• EXERCISE PROMPT:
Could you copy the whole listing below exactly as written?

• MATERIAL PROVIDED:

PR #184, opened 2016-08-22
Data disk create

schaefi:
Refactor compute data-disk create command

* allow creation of data disks without a running instance in the background

Example use

```
$ azurectl --account publish compute data-disk create --identifier ms-bob

Created disk: ms-bob-data-disk-2016-08-22T09_15_25.950289

$ azurectl --account publish compute data-disk show \
    --disk-name ms-bob-data-disk-2016-08-22T09_15_25.950289

$ azurectl --account publish compute data-disk attach \
    --cloud-service-name suse-products --instance-name suma \
    --disk-name ms-bob-data-disk-2016-08-22T09_15_25.950289

$ azurectl --account publish compute data-disk detach \
    --cloud-service-name suse-products --instance-name suma --lun 0

$ azurectl --account publish compute data-disk delete \
    --disk-name ms-bob-data-disk-2016-08-22T09_15_25.950289
```

Operations are in async mode, there might be some wait state after detach before you can delete.
Passing on --wait to detach therefore could block for quite some time

### DIFF
--- a/azurectl/commands/compute_data-disk.py
+++ b/azurectl/commands/compute_data-disk.py
@@ -16,7 +16,7 @@ Data-disks are virtual disks attached to a virtual machine, backed by a virtual
 hard disk (VHD) image in Azure storage.
 
 usage: azurectl compute data-disk -h | --help
-       azurectl compute data-disk create --identifier=<name>
+       azurectl compute data-disk create --disk-basename=<name>
            [--size=<disk-size-in-GB>]
            [--label=<label>]
        azurectl compute data-disk delete --disk-name=<name>
@@ -40,7 +40,7 @@ commands:
     create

• EXERCISE ANSWER:
PR #184, opened 2016-08-22
Data disk create

schaefi:
Refactor compute data-disk create command

* allow creation of data disks without a running instance in the background

Example use

```
$ azurectl --account publish compute data-disk create --identifier ms-bob

Created disk: ms-bob-data-disk-2016-08-22T09_15_25.950289

$ azurectl --account publish compute data-disk show \
    --disk-name ms-bob-data-disk-2016-08-22T09_15_25.950289

$ azurectl --account publish compute data-disk attach \
    --cloud-service-name suse-products --instance-name suma \
    --disk-name ms-bob-data-disk-2016-08-22T09_15_25.950289

$ azurectl --account publish compute data-disk detach \
    --cloud-service-name suse-products --instance-name suma --lun 0

$ azurectl --account publish compute data-disk delete \
    --disk-name ms-bob-data-disk-2016-08-22T09_15_25.950289
```

Operations are in async mode, there might be some wait state after detach before you can delete.
Passing on --wait to detach therefore could block for quite some time

### DIFF
--- a/azurectl/commands/compute_data-disk.py
+++ b/azurectl/commands/compute_data-disk.py
@@ -16,7 +16,7 @@ Data-disks are virtual disks attached to a virtual machine, backed by a virtual
 hard disk (VHD) image in Azure storage.
 
 usage: azurectl compute data-disk -h | --help
-       azurectl compute data-disk create --identifier=<name>
+       azurectl compute data-disk create --disk-basename=<name>
            [--size=<disk-size-in-GB>]
            [--label=<label>]
        azurectl compute data-disk delete --disk-name=<name>
@@ -40,7 +40,7 @@ commands:
     create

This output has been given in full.